It is true that locally GR has Lorentz invariance(that's basically the equivalence principle) but not globally. So even though tetrads happen to have Lorentz invariance it is not that gauge group I'm referring to, it is rather the diffeomorphism group.
Expressing the Einstein-Hilbert action in terms of local frames however implies IMO that GR has gauge invariance, this would be possible only by virtue of GR's background independence .

Bill_K
It is true that locally GR has Lorentz invariance(that's basically the equivalence principle) but not globally. So even though tetrads happen to have Lorentz invariance it is not that gauge group I'm referring to, it is rather the diffeomorphism group.
The tetrad group I'm referring to is the (position-dependent) transformation from one tetrad to another. This is not an automatic feature of general relativity, it's an add-on that you only get if and when you express things in terms of tetrads.
Expressing the Einstein-Hilbert action in terms of local frames however implies IMO that GR has gauge invariance, this would be possible only by virtue of GR's background independence.
It does indeed have gauge invariance, namely general coordinate invariance, even without the frames.

Einstein's equations are hyperbolic, which means their solutions are not unique unless you specify Cauchy initial conditions on an entire hypersurface. Kruskal's solution and others like it are maximal analytic extensions, which exclude the presence of "white hole" information.
All this is fine but I don't see the connection with my question.

Bill_K
solutions of the EFE are valid locally like are all the observables derived from this local curvature geometry, but we shouldn't be able to infer any global geometry/topology from them, so I don't see any justification for "maximally extended solutions" like say, Kruskal-Szekeres solution.
The justification, like I said, is that Kruskal is singled out as an analytic extension. The global geometry/topology is not unique, unless you add the assumption of analyticity.

WannabeNewton
See chapter 10 of Wald and/or Chapter 7 of Hawking and Ellis for a discussion of what Bill has already said regarding the Cauchy initial conditions and the global topology (the chapter in Wald is quite heavy in math, more so than any other chapter I would say; Hawking and Ellis is heavy on math throughout so that goes without saying).

PAllen
2019 Award
I'll make an analogy with a much simpler case.

Consider Riemannian (regular, not pseudo) 2 manifolds, and ask which is a solution of the differential equation:

R=k, k constant > 0

Typically, one answers "2-sphere". But really this is only unique if you implicitly specify maximal solution (such that it is not a subset of any other solution). Otherwise, any connected open subset of a 2-sphere satisfies the equation at every point.

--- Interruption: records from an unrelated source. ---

PR #2610, opened 2022-06-29
Modify description of MetalLB to avoid confusion

lewisdiamond:
Upstream's description uses the term "bare metal" which might be
confusing to EKS-A customers since we currently consider "bare metal" as
being non-virtualized environment.


TerryHowe (approved):
/lgtm
/approve

PR #2646, opened 2022-07-01
Add C4 diagrams for cluster controller

g-gaston:


designs/images/cluster-controller-container-components.puml
```diff
@@ -0,0 +1,59 @@
...
+    Rel(cilimHandler, remoteClient, "Reads/writes Cilium DS/deployment and CRDs")
+
+    Rel(cilimHandler, helm, "Generates Cilium resources in yaml")
+}
+
+Container(capiControllers, "CAPI controllers", "Go", "Reoncile workload clusters")
+Rel(snowHandler, capiControllers, "Creates/updates snow clusters", $tags="indirect relantionship")
+Rel(vsphereHandler, capiControllers, "Creates/updates vSphere clusters", $tags="indirect relantionship")
+Rel(capiControllers, cilimHandler, "Marks control plane as ready", $tags="indirect relantionship")
+Rel(capiControllers, workloadKubeApiServer, "Creates", $tags="indirect relantionship")
```
chrisdoherty4, line 46: For the purpose of this diagram, I think you can drop arrows between components/containers _outside_ the boundary. These arrows tend to add clutter and detract from communicating the relationship of the components in the subject container.

(not to be confused with a user of the system and how they interact with it).

designs/images/cluster-controller-container-components.puml
```diff
@@ -0,0 +1,59 @@
...
+
+Rel(user, kubeApiServer, "Writes EKS-A API objects", "JSON/HTTPS")
+
+Rel(clusteController, kubeApiServer, "Subscribes to API events", "JSON/HTTPS")
```
chrisdoherty4, line 50: On component diagrams there's no need to depict higher level relationships like container to container. The focus should be on _what component_ communicates with an external container/system.

designs/images/cluster-controller-container-components.puml
```diff
@@ -0,0 +1,59 @@
...
+    AddElementTag("port", $fontColor="#ffffbf", $borderColor="#ffffbf")
+    AddElementTag("busines logic", $fontColor="#01ffff", $borderColor="#01ffff")
+
+    Component(clusterReconciler, "Cluster Reconciler", "K8s controller-runtime Reconciler", "Validates input and orchestrates Cluster reconcile requests", $tags="busines logic")
+    Component(vsphereHandler, "vSphere Cluster Reconciler", "ProviderClusterReconciler", "Reconciles a vSphere Cluster to the desired state", $tags="busines logic")
+    Component(snowHandler, "Snow Cluster Reconciler", "ProviderClusterReconciler", "Reconciles a Snow Cluster to the desired state", $tags="busines logic")
+
+    Component(cilimHandler, "Cilium Reconciler", "", "Reonciles the Cilium CNI installation to the desired state", $tags="busines logic")
+
+    Component(client, "Kubernetes API client", "controller-runtime client.Client", "Kubernetes client provided by controller-runtime", $tags="port")
```
chrisdoherty4, line 23: I'm thinking we can drop these components. Looking at this now, it feels like it detracts from the core component set (where you'd find the business rules). Instead we can depict a relationship between the components and the KupAPI server (the fact it happens via a client is probably an even lower level diagram).

designs/images/controller-manager-deployment.puml
```diff
@@ -0,0 +1,41 @@
...
+        Deployment_Node(controllerManager, "Controller Manager", "Binary"){
+            Container(clusterController, "Cluster controller", "controller-runtime Controller", "Reconciles EKS-A Clusters")
+            Container(vsphereDatacenterController, "VSphereDatacenterConfig controller", "controller-runtime Controller", "Runs validations for VSphereDatacenterConfig that require external API calls (eg. vSphere endpoint)")
+            Container(snowMachineConfigController, "SnowMachineConfig controller", "controller-runtime Controller", "Runs validations for SnowMAchineConfig that require external API calls (eg. Snow endpoint)")
+
+            Container(clusterMutation, "Cluster mutation webhook", "K8s mutation webhook", "Sets defaults in Cluster objects before they are validated")
+            Container(clusterValidation, "Cluster validation webhook", "K8s validation webhook", "Validates Cluster objects before they are accepted by the kube api server")
+        }
+
+        Container(govc, "govc", "Binary")
```
chrisdoherty4, line 19: I don't think we should care about clients on a deployment diagram. They possibly raise more questions than provide answers as its unclear what they're doing given they aren't 'deployable' in their own right.

designs/images/snowmachineconfig-controller-container-components.puml
```diff
@@ -0,0 +1,24 @@
...
+
+    Rel(snowMachineConfigReconciler, awsCli, "Uses")
+}
+
+Component_Ext(snowAPI, "Snow API endpoint", "AWS?")
+Rel(awsCli, snowAPI, "Makes API calls", "JSON/HTTPS ??")
+
+Rel(user, kubeApiServer, "Writes EKS-A API objects", "JSON/HTTPS")
+
+Rel(snowMachineConfigController, kubeApiServer, "Subscribes to API events", "JSON/HTTPS")
```
chrisdoherty4, line 21: Similar to a previous comment, arrows from the subject boundary should really be coming from a component within the boundary so we understand _what performs the communication_.

designs/images/cluster-controller-container-components.puml
```diff
@@ -0,0 +1,59 @@
...
+
+Rel(user, kubeApiServer, "Writes EKS-A API objects", "JSON/HTTPS")
+
+Rel(clusteController, kubeApiServer, "Subscribes to API events", "JSON/HTTPS")
+
+Rel(client, kubeApiServer, "Reads/Writes Objects", "JSON/HTTPS")
+
+Rel(remoteClient, workloadKubeApiServer, "Reads/Writes Objects", "JSON/HTTPS")
+
+Rel(helm, ociRegistry, "Reads Helm charts", "JSON/HTTPS??")
```
chrisdoherty4, line 56: Question marks.

designs/images/controller-manager-deployment.puml
```diff
@@ -0,0 +1,41 @@
...
+    }
+}
+
+Container_Ext(vCenter, "vCenter Server", "VMware", "vSphere Automation API")
+Rel(govc, vCenter, "Makes API calls", "JSON/HTTPS ??")
+
+Container_Ext(ociRegistry, "OCI registry", "Public ECR or other", "OCI compliant registry to store container images and Helm charts")
+Rel(helm, ociRegistry, "Reads Helm charts", "JSON/HTTPS??")
+
+Container_Ext(snowAPI, "Snow API endpoint", "AWS?")
```
chrisdoherty4, line 30: Question mark.

designs/images/controller-manager-deployment.puml
```diff
@@ -0,0 +1,41 @@
...
+        Container(govc, "govc", "Binary")
+        Container(helm, "helm", "Binary")
+    }
+}
+
+Container_Ext(vCenter, "vCenter Server", "VMware", "vSphere Automation API")
+Rel(govc, vCenter, "Makes API calls", "JSON/HTTPS ??")
+
+Container_Ext(ociRegistry, "OCI registry", "Public ECR or other", "OCI compliant registry to store container images and Helm charts")
+Rel(helm, ociRegistry, "Reads Helm charts", "JSON/HTTPS??")
```
chrisdoherty4, line 28: Question marks.

chrisdoherty4 (changes requested):
Nice

designs/Makefile
```diff
@@ -0,0 +1,31 @@
...
+		$(PLANTUML_IMG_TAGGED) \
+		-v /workdir/$(shell echo '$^' | sed -e 's,.*designs/,,g')
+
+.PHONY: plantuml-image
+plantuml-image:
+	docker build --build-arg PLANTUML_VERSION=$(PLANTUML_VERSION) -t $(PLANTUML_IMG_TAGGED) .
+
+.PHONY: push-plantuml-image
+push-plantuml-image: plantuml-image
+	aws ecr-public create-repository --repository-name $(IMAGE_NAME) --region us-east-1 || true
```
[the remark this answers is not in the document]
g-gaston: Yeah, but why?

designs/images/cluster-controller-container-components.puml
g-gaston: Fair

designs/images/cluster-controller-container-components.puml
g-gaston: Yeah, that's fair.

I felt similarly, however, I wanted to represent this relationship, I think it's useful to understand the input of events to the components inside the container.

I saw 3 options:
* What I have here
* Start the relationship in the cluster reconciler. Which is directionally correct but technically incorrect, since the subscription is managed by the controller itself (you define the subscription when registering the controller with the controller manager).
* Add another component, like a "generic" `controller-runtime`. This would perform the subscription and send the reconcile request to the cluster reconciler. This seemed going a bit too deep into how the controller-runtime framework works. 

What do you think?

designs/images/snowmachineconfig-controller-container-components.puml
g-gaston: Same answer. I will address this with the same solution we agreed for the other controller

designs/images/cluster-controller-container-components.puml
g-gaston: I see what you are saying, however I don't think they detract.

In fact I believe they help understand where the boundaries of the "business rules" components are. These are what decouple the business rules from the protocols and "languages" of the external containers.

designs/Makefile
```diff
@@ -0,0 +1,31 @@
+ROOT_DIR:=$(shell dirname $(realpath $(lastword $(MAKEFILE_LIST))))
+
+SOURCES := $(shell find ${ROOT_DIR} -name \*.puml)
+DIAGRAMS := $(SOURCES:%.puml=%.png)
+
+REGISTRY ?= public.ecr.aws/i0f3w2d9
```
vivek-koppuru, line 6: So is this a shared registry just for this? Should we create an official one to use from build tooling?

designs/Makefile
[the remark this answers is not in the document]
vivek-koppuru: If this is a command to push an image based on the user's choice, then they would the docker run command with the image overridden? I am assuming the default is to not run this command in favor of using the default for the registry set above.

designs/images/cluster-controller-container-components.puml
```diff
@@ -0,0 +1,58 @@
...
+    Component(snowHandler, "Snow Cluster Reconciler", "ProviderClusterReconciler", "Reconciles a Snow Cluster to the desired state", $tags="busines logic")
+
+    Component(cilimHandler, "Cilium Reconciler", "", "Reonciles the Cilium CNI installation to the desired state", $tags="busines logic")
+
+    Component(client, "Kubernetes API client", "controller-runtime client.Client", "Kubernetes client provided by controller-runtime", $tags="port")
+    Component(remoteClient, "Remote Kubernetes API client", "controller-runtime client.Client", "Kubernetes client for external cluster authenticated with kubeconfig", $tags="port")
+
+    Component(helm, "Helm client", "Helm cli binary [Go]", "Client to interact with Helm charts", $tags="port")
+
+    Rel(vsphereHandler, cilimHandler, "Delegates")
```
vivek-koppuru, line 28: Why does the individual providers delegate to cilium and not the cluster itself? Can't cluster wait for the provider to create the clusters and then delegate to the cilium controller to reconcile?

designs/images/cluster-controller-container-components.puml
```diff
@@ -0,0 +1,58 @@
...
+title Component diagram for EKS-A Cluster controller
+
+AddRelTag("indirect relantionship", $textColor="orange", $lineColor="orange", $lineStyle = DashedLine())
+
+Person(user, "EKS-A user", "Manages EKS-A clusters")
+Container(kubeApiServer, "Kubernetes API server", "Go", "Provides read/write access to the kubernetes API objects stored in the etcd server and allows to subscribe to events when they change")
+Container_Ext(workloadKubeApiServer, "Workload Cluster Kubernetes API server", "Go", "Provides read/write access to the kubernetes API objects stored in the etcd server")
+Container_Ext(ociRegistry, "OCI registry", "Public ECR or other", "OCI compliant registry to store container images and Helm charts")
+
+Container_Boundary(clusteController, "Cluster Controller") {
```
vivek-koppuru, line 13:
```suggestion
Container_Boundary(clusterController, "Cluster Controller") {
```

designs/images/cluster-controller-container-components.puml
```diff
@@ -0,0 +1,58 @@
+@startuml cluster-controller-container-components
+!include https://raw.githubusercontent.com/plantuml-stdlib/C4-PlantUML/master/C4_Component.puml
+
+title Component diagram for EKS-A Cluster controller
+
+AddRelTag("indirect relantionship", $textColor="orange", $lineColor="orange", $lineStyle = DashedLine())
```
vivek-koppuru, line 6:
```suggestion
AddRelTag("indirect relationship", $textColor="orange", $lineColor="orange", $lineStyle = DashedLine())
```

designs/images/cluster_reconcile.puml
```diff
@@ -1,4 +1,4 @@
-@startuml
+@startuml cluster_reconcile
```
vivek-koppuru, line 1: What does this show to create the above png diff?

designs/images/snowmachineconfig-controller-container-components.puml
```diff
@@ -0,0 +1,24 @@
...
+
+Container_Boundary(snowMachineConfigController, "Snow MachineConfig Controller") {
+    Component(snowMachineConfigReconciler, "SnowMachineConfig Reconciler", "K8s controller-runtime Reconciler", "Runs validations for SnowMAchineConfig that require external API calls (eg. Snow endpoint)")
+    Component(awsCli, "AWS API client", "awscli - Python")
+
+    Rel(snowMachineConfigReconciler, awsCli, "Uses")
+}
+
+Component_Ext(snowAPI, "Snow API endpoint")
+Rel(awsCli, snowAPI, "Makes API calls", "JSON/HTTPS")
```
vivek-koppuru, line 17: Just curious, only the cli works here and not the go sdk? Probably because it's not written for snow?

designs/Makefile
g-gaston: This is my own account
I don't think we should be pushing manually to a build account and I didn't think it was worth to setup post submit infrastructure to automate this, given that this image will rarely change.

designs/images/cluster-controller-container-components.puml
g-gaston: Because the provider specific reconcilers have control over the flow of operations

We learned that providers need to hook into cluster workflows at different moments. When having a generic flow that calls into providers, you can end up with providers implementing operations they don't need. This just inverts the responsibility and gives each provider control over the high level orchestration.

designs/images/snowmachineconfig-controller-container-components.puml
g-gaston: awsCli, should have been `awsClient`. Updated and clarified on the component itself

designs/images/cluster_reconcile.puml
g-gaston: This defined the name of the image file that plantuml generates (`cluster_reconcile.png`)
It should be required for all diagrams, this one was missing it

designs/Makefile
vivek-koppuru: True but I think the main benefit is that we can have an official place that this image is stored rather than your account, otherwise it will end up becoming hard to figure out what account this is from when people want to actually pull the image.

g-gaston: Does it matter what account this is in to pull the image?
Imagine this image was already available in docker.io, would that make the pull process more difficult?

Building automation for this image seems complete overkill imo. But I think the way this works right now allows to do that without mayor changes here. Basically just change the registry url.

designs/images/cluster-controller-container-components.puml
g-gaston: With the way things work right now, yes. But we made the same assumption on the cli and i ended up not being accurate. This just tries to avoid that.

Plus it's always easier to start with some minimal "duplication" (even though in this case I wouldn't even call it that) and then find a better common abstraction with time that try to abstract it right way and then have to split it later on.

designs/images/cluster-controller-container-components.puml
chrisdoherty4: I think the relationship belongs on a container diagram, not a component diagram :).

As is, this denotes a component in the container talks to kube API but doesn't tell us what component and that defeats the point of diving a level deeper than the container.

chrisdoherty4 (approved):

Specifically, one might solve using some funny coordinates and end up with a coordinate description of a 2-hemisphere with equator and pole removed. This satisfies the equation everywhere. Then you might follow geodesics and find that you can complete and join geodesics by adding a point at the pole; and you can complete geodesics the other way by mirroring; then find there are no more extensions you can make consistent with R=k.

This is quite analogous to the relation between SC exterior solution and K-S solution: the extension past the equator is like adding the WH component; filling the pole is like extending geodesics through the horizon.

Why prefer maximal solutions? Mathematically, it leads to unique solutions much more often. Also, there is little point in talking about a solution that is a subset of another as a distinct solution. Physically, you may find this criterion not compelling.

IMO, the compelling argument for maximal solutions in GR as a physical theory, is a physical argument: modern formulations of the equivalence principle that include the statement "local physics is everywhere consistent with SR, and everwhere and everywhen, follows the same laws". If this is the case, and you have a timelike geodesic that ends, when it could be extended, you have a violation of this principle. Two identical clocks, identical physical situation set up. For one, a local hour after 1 pm comes 2 pm. For the other, 2 pm never arrives for no reason that can be locally specified.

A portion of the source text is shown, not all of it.